PR #16, opened 2018-09-30
[qa] Added check migration filename script

### LINKED ISSUE #15: [enhancement] adding ci test for checking migration name
Add ci test that checks if migration file created has a descriptive name, fail test if default name pattern is found.

atb00ker:
- [x] Implement function to check migration file name is not in default pattern
- [x] Write Tests

Closes #15

### DIFF
--- a/openwisp_utils/ci.py
+++ b/openwisp_utils/ci.py
@@ -1,0 +1,71 @@
+"""
+This file contains functions that are required by
+multiple openwisp repositories for testing
+during continuous integration
+"""
+import argparse
+import os
+import re
+
+
+def _parse_args():
+    """
+    Parse and return CLI arguements
+    """
+    parser = argparse.ArgumentParser(description="Ensures migration files "
+                                     "created have a descriptive name. If "
+                                     "default name pattern is found, "
+                                     "raise exception!")
+    parser.add_argument('--no-migration-name', nargs='?', const=True,
+                        help="Skip check: migration files have a "
+                        "descriptive name.")
+    parser.add_argument("--migration-path",
+                        help="Path to `migrations/` folder")
+    parser.add_argument("--migrations-to-ignore",
+                        type=int,
+                        help="Number of migrations after which checking of "
+                        "migration file names should begin, say, if checking "
+                        "needs to start after `0003_auto_20150410_3242.py` "
+                        "value will be `3`")
+    return parser.parse_args()
+
+
+def check_migration_name(migration_path, migrations_to_ignore=0):
+    """
+    Ensure migration files created have a descriptive
+    name; if default name pattern is found, raise exception
+    Arguements:
+      - migration_path: path to `migrations/` folder
+      - migrations_to_ignore: number of migrations after
+        which checking should begin, say, if checking needs to
+        start after `0003_auto_20150410_3242.py` value will be `3`
+    """
+    migrations_set = set()
+    migrations = os.listdir(migration_path)
+    for migration in migrations:
+        if (re.match(r"^[0-9]{4}_auto_[0-9]{8}", migration) and
+                int(migration[:4]) > migrations_to_ignore):
+            migrations_set.add(migration)
+
+    if bool(migrations_set):
+        raise Exception("Migration files %s in folder %s need to "
+                        "be renamed to something more descriptive!"
+                        % (str(migrations_set), migration_path))
+
+
+def initialize():
+    """
+    Get & check if CLI arguements are passed
+    correctly and call CI Tasks
+    Intented to be called from setup.py
+    """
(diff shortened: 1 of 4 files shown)


openwisp_utils/ci.py
```diff
@@ -0,0 +1,34 @@
+"""
+This file contains functions that are required by
+multiple openwisp repositories for testing
+during continuous integration
+"""
+import os
+import re
+
+
+def CheckMigrationName():
```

*About this task:* Take each line from the preceding material that contains "help" and copy it.

*Written reply:*
+                        help="Skip check: migration files have a "
+                        help="Path to `migrations/` folder")
+                        help="Number of migrations after which checking of "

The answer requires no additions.